*Problem*
Whenever a line carries the word "compilation", pull it out of the entries.

[Items from a data source]
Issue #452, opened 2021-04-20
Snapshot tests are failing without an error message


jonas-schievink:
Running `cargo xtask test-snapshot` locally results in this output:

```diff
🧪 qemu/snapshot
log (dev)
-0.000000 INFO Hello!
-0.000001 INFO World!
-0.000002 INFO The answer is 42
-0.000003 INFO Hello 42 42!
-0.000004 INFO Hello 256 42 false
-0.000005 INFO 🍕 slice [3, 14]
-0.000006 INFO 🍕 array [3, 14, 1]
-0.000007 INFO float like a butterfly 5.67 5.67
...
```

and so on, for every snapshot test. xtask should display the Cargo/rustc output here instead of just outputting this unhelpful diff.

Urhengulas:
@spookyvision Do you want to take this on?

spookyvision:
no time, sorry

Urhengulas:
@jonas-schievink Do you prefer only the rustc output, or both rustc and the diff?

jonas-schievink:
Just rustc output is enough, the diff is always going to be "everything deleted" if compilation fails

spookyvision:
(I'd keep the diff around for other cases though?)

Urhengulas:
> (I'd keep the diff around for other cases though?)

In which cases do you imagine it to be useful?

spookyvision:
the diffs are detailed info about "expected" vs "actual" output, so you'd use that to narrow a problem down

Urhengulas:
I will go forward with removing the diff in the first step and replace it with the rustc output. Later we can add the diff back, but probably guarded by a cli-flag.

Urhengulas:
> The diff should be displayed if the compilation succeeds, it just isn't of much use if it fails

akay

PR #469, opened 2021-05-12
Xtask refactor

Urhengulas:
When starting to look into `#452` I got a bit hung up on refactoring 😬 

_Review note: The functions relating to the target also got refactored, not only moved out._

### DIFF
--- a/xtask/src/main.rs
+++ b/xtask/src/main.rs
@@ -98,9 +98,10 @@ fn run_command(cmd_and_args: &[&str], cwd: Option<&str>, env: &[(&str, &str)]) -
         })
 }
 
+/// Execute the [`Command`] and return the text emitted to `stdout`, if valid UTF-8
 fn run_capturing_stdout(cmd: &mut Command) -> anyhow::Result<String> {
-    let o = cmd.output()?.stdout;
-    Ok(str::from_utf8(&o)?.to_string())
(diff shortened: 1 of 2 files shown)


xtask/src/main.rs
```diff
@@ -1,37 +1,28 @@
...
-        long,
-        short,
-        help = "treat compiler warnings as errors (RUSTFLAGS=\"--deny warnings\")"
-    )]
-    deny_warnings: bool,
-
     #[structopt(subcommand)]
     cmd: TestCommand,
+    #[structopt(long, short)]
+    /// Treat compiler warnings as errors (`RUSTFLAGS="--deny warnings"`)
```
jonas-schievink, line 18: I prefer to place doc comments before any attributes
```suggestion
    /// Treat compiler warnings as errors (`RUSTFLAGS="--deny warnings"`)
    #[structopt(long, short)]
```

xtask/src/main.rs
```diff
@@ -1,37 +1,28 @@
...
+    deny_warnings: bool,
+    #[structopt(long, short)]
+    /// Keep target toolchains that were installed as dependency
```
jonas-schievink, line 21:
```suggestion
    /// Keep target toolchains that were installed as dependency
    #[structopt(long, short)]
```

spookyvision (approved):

*Exercise solution*
Just rustc output is enough, the diff is always going to be "everything deleted" if compilation fails
> The diff should be displayed if the compilation succeeds, it just isn't of much use if it fails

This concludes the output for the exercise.